RECORDS FOR THE TASK:
Start of Block

Issue #780, opened 2026-04-02
Remove vllm backend and dependency


avinash2692:
## Background

vLLM pins an older version of `transformers` as a hard dependency, which
blocks us from upgrading to transformers v5. Since vLLM is the only thing
holding us back, the cleanest path forward is to remove it from the project
entirely rather than waiting for vLLM to catch up.

## What needs to change

- Delete `LocalVLLMBackend` and the `mellea/backends/vllm` module
- Remove the `[vllm]` optional dependency and drop it from `[all]` / `[backends]`
- Replace the subprocess-based vLLM integration test with a lightweight mock
  OpenAI-compatible server fixture (the test was validating the generic
  OpenAI-compatible HTTP path anyway, not vLLM internals)
- Remove all vLLM references from docs, README, and the nav config
- Regenerate `uv.lock` — this should free up the transformers version constraint

## Out of scope

The follow-on transformers v5 upgrade is a separate pr #418 that depends on this. This issue is
only the removal.

## Acceptance criteria

- [ ] `from mellea.backends.vllm import LocalVLLMBackend` raises `ModuleNotFoundError`
- [ ] `pip install mellea[vllm]` fails with "no such extra"
- [ ] `uv.lock` no longer pins a transformers version required by vLLM
- [ ] The mock OpenAI server fixture is in place and the replacement test passes
- [ ] No `vllm` string remains in source, docs, or CI config
- [ ] Full test suite is green

psschwei:
xref #777

PR #781, opened 2026-04-02
feat: removing vllm backend

### LINKED ISSUE #777: Remove `mellea.backends.vllm`
- [ ] Remove `mellea/backends/vllm.py`.
- [ ] Remove `vllm` group from `pyproject.toml`
- [ ] Update tests as needed so that we are still testing `mellea/backends/openai.py` against a vllm endpoint, but do not need `vllm` in pyproject.

avinash2692:
# Remove vLLM backend to unblock transformers v5 upgrade

## Type of PR
- [ ] Bug Fix
- [x] New Feature
- [ ] Documentation
- [x] Other

## Description
- [x] Link to Issue: Fixes #777 , #780 

vLLM pins an older version of `transformers` as a hard dependency, which
blocks us from upgrading to transformers v5. Since vLLM is the only thing
holding us back, the cleanest path forward is to remove it from the project
entirely rather than waiting for vLLM to catch up.

**Changes in this PR:**
- Deleted `LocalVLLMBackend` and the `mellea/backends/vllm` module
- Removed the `[vllm]` optional dependency and dropped it from `[all]` / `[backends]`
- Replaced the subprocess-based vLLM integration test with a lightweight mock
  OpenAI-compatible server fixture
- Removed all vLLM references from docs, README, and nav config
- Regenerated `uv.lock` — the transformers version constraint is now freed

**Out of scope:** The transformers v5 upgrade itself is a being done here #418 

### Testing

### DIFF
--- a/test/scripts/run_tests_with_ollama_and_vllm.sh
+++ b/test/scripts/run_tests_with_ollama_and_vllm.sh
@@ -12,6 +12,7 @@
 #   ./run_tests_with_ollama_and_vllm.sh --group-by-backend -v -s     # custom pytest args
 #   WITH_VLLM=1 ./run_tests_with_ollama_and_vllm.sh                  # force-enable vLLM
 #   WITH_VLLM=0 ./run_tests_with_ollama_and_vllm.sh                  # force-disable vLLM
+#   SKIP_WARMUP=1 ./run_tests_with_ollama_and_vllm.sh                 # skip ollama model warmup
 #   WITH_VLLM=1 VLLM_MODEL=ibm-granite/granite-3.3-8b-instruct \
 #     ./run_tests_with_ollama_and_vllm.sh --group-by-backend -v -s
 #
@@ -55,7 +56,7 @@ if [[ -z "${WITH_VLLM:-}" ]]; then
 fi
 VLLM_PORT="${VLLM_PORT:-8100}"
 VLLM_MODEL="${VLLM_MODEL:-ibm-granite/granite-4.0-micro}"
-VLLM_GPU_MEM="${VLLM_GPU_MEM:-0.65}"
+VLLM_GPU_MEM="${VLLM_GPU_MEM:-0.4}"
 VLLM_MAX_MODEL_LEN="${VLLM_MAX_MODEL_LEN:-4096}"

End of Block

EXERCISE BRIEF: Each entry above should be output again, precisely as given.

EXPECTED OUTPUT:
Issue #780, opened 2026-04-02
Remove vllm backend and dependency


avinash2692:
## Background

vLLM pins an older version of `transformers` as a hard dependency, which
blocks us from upgrading to transformers v5. Since vLLM is the only thing
holding us back, the cleanest path forward is to remove it from the project
entirely rather than waiting for vLLM to catch up.

## What needs to change

- Delete `LocalVLLMBackend` and the `mellea/backends/vllm` module
- Remove the `[vllm]` optional dependency and drop it from `[all]` / `[backends]`
- Replace the subprocess-based vLLM integration test with a lightweight mock
  OpenAI-compatible server fixture (the test was validating the generic
  OpenAI-compatible HTTP path anyway, not vLLM internals)
- Remove all vLLM references from docs, README, and the nav config
- Regenerate `uv.lock` — this should free up the transformers version constraint

## Out of scope

The follow-on transformers v5 upgrade is a separate pr #418 that depends on this. This issue is
only the removal.

## Acceptance criteria

- [ ] `from mellea.backends.vllm import LocalVLLMBackend` raises `ModuleNotFoundError`
- [ ] `pip install mellea[vllm]` fails with "no such extra"
- [ ] `uv.lock` no longer pins a transformers version required by vLLM
- [ ] The mock OpenAI server fixture is in place and the replacement test passes
- [ ] No `vllm` string remains in source, docs, or CI config
- [ ] Full test suite is green

psschwei:
xref #777

PR #781, opened 2026-04-02
feat: removing vllm backend

### LINKED ISSUE #777: Remove `mellea.backends.vllm`
- [ ] Remove `mellea/backends/vllm.py`.
- [ ] Remove `vllm` group from `pyproject.toml`
- [ ] Update tests as needed so that we are still testing `mellea/backends/openai.py` against a vllm endpoint, but do not need `vllm` in pyproject.

avinash2692:
# Remove vLLM backend to unblock transformers v5 upgrade

## Type of PR
- [ ] Bug Fix
- [x] New Feature
- [ ] Documentation
- [x] Other

## Description
- [x] Link to Issue: Fixes #777 , #780 

vLLM pins an older version of `transformers` as a hard dependency, which
blocks us from upgrading to transformers v5. Since vLLM is the only thing
holding us back, the cleanest path forward is to remove it from the project
entirely rather than waiting for vLLM to catch up.

**Changes in this PR:**
- Deleted `LocalVLLMBackend` and the `mellea/backends/vllm` module
- Removed the `[vllm]` optional dependency and dropped it from `[all]` / `[backends]`
- Replaced the subprocess-based vLLM integration test with a lightweight mock
  OpenAI-compatible server fixture
- Removed all vLLM references from docs, README, and nav config
- Regenerated `uv.lock` — the transformers version constraint is now freed

**Out of scope:** The transformers v5 upgrade itself is a being done here #418 

### Testing

### DIFF
--- a/test/scripts/run_tests_with_ollama_and_vllm.sh
+++ b/test/scripts/run_tests_with_ollama_and_vllm.sh
@@ -12,6 +12,7 @@
 #   ./run_tests_with_ollama_and_vllm.sh --group-by-backend -v -s     # custom pytest args
 #   WITH_VLLM=1 ./run_tests_with_ollama_and_vllm.sh                  # force-enable vLLM
 #   WITH_VLLM=0 ./run_tests_with_ollama_and_vllm.sh                  # force-disable vLLM
+#   SKIP_WARMUP=1 ./run_tests_with_ollama_and_vllm.sh                 # skip ollama model warmup
 #   WITH_VLLM=1 VLLM_MODEL=ibm-granite/granite-3.3-8b-instruct \
 #     ./run_tests_with_ollama_and_vllm.sh --group-by-backend -v -s
 #
@@ -55,7 +56,7 @@ if [[ -z "${WITH_VLLM:-}" ]]; then
 fi
 VLLM_PORT="${VLLM_PORT:-8100}"
 VLLM_MODEL="${VLLM_MODEL:-ibm-granite/granite-4.0-micro}"
-VLLM_GPU_MEM="${VLLM_GPU_MEM:-0.65}"
+VLLM_GPU_MEM="${VLLM_GPU_MEM:-0.4}"
 VLLM_MAX_MODEL_LEN="${VLLM_MAX_MODEL_LEN:-4096}"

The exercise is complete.